American tenor Michael Fabbiano has the young tycoon swagger, the thirst for the ultimate experience, the blatant bravery, the unstoppable drive, the hidden vulnerability and the final weakness of all heroes. Mr. Fabbiano’s essentially monochromatic voice served this Jose to the fullest, his persona able to sustain the pressures and the abuse he imposed on himself until his final destruction. May you too beware of self discovery.
Jose'e graduation. Carmen, Jose, Michaëla
In Tcherniakov’s spoken frame for the opera Micaëla was Jose’s wife. Sung by French-Danish soprano Elsa Dreisig she used a bell-like purity of tone, in fact of metallic strength to push her husband into finding deeper feelings for her, i.e. so that he could give her more than wealth. This Micaëla was maybe a lot like Tcherniakov’s Lady Macbeth, but here in search of a sort of selfish emotional power.

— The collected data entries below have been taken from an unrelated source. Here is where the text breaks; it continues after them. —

PR #297, opened 2020-04-26
Add resource filter to market::get_all_orders

shanemadden:
The base game has an optimization for filtering by resource on `Game.market.getAllOrders` - it uses a 'full' lodash filter after retrieval but also grabs the `resourceType` key from that filter to limit what it's retrieving: https://github.com/screeps/engine/blob/d24939e8b5f44af3cefc0ca910a01e27e2aa2ae2/src/game/market.js#L37

This changes our `get_all_orders` interface to accept an `Option<MarketResourceType>` - sending `None` gets the normal behavior, while sending a specific resource will utilize that optimization, spending significantly less CPU time.

### DIFF
--- a/src/game/market.rs
+++ b/src/game/market.rs
@@ -246,17 +246,16 @@ pub fn extend_order(order_id: &str, add_amount: u32) -> ReturnCode {
 /// is available and will reduce the CPU cost compared to getting all orders
 pub fn get_all_orders(resource: Option<MarketResourceType>) -> Vec<Order> {
     match resource {
-        Some(resource_type) => match resource_type {
-            MarketResourceType::Resource(ty) => js_unwrap! {
+        Some(resource_type) => {
+            let resource_num = match resource_type {
+                MarketResourceType::Resource(ty) => ty as u32,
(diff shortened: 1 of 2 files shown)


src/game/market.rs
```diff
@@ -242,9 +242,24 @@ pub fn extend_order(order_id: &str, add_amount: u32) -> ReturnCode {
...
 /// Get all orders from the market
 ///
-/// Contrary to the JS version, filtering should be done afterwards.
-pub fn get_all_orders() -> Vec<Order> {
-    js_unwrap!(Game.market.getAllOrders())
+/// Full filtering support is not available, but filtering by resource type
+/// is available and will reduce the CPU cost compared to getting all orders
+pub fn get_all_orders(resource: Option<MarketResourceType>) -> Vec<Order> {
+    match resource {
+        Some(resource_type) => match resource_type {
```
daboross, line 249: I think we could avoid multiple js_unwraps in this case if we used `as u32` in each branch, and stored the result in a variable? Not sure if that would actually compile any differently, though.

American baritone Michael Todd Simpson had the task of acting out a matinée idol in Tcherniakov’s implied metaphor. The smugglers were simply magnificent, the quintet a masterpiece of execution. The children’s chorus was in the pit, in impeccable unison with the stage (the male chorus mouthed their words in hilarious pantomime).
Essentially the same set as his Don Giovanni which he used for his two distinctively different stagings perhaps Tcherniakov will use this set as well to stage a second edition of this Aix Carmen. There will always be something more to say.
Michael Milenski
Cast and production information:
Carmen Stéphanie d’Oustrac; Don José: Michael Fabbiano; Micaëla: Elsa Dreisig; Escamillo: Michael Todd Simpson; Frasquita: Gabrielle Philiponet; Mercédès: Virginie Verrez; Zuniga: Christian Helmer; Moralès: Pierre Doyen; Le Dancaïre: Guillaume Andrieux; Le Remendado: Mathias Vidal; L’Administrateur: Pierre Grammont. Chorus: Chœur Aedes; Childrens Chorus: Chœur d'enfants Maîtrise des Bouches-du-Rhône; Orchestra: Orchestre de Paris. Conductor: Pablo Heras-Casado; Mise en scène, décors et costumes: Dmitri Tcherniakov; Costumes: Elena Zaytseva; Lumière: Gleb Filshtinsky. Grand Théâtre de Provence, Aix-en-Provence, July 4, 2017.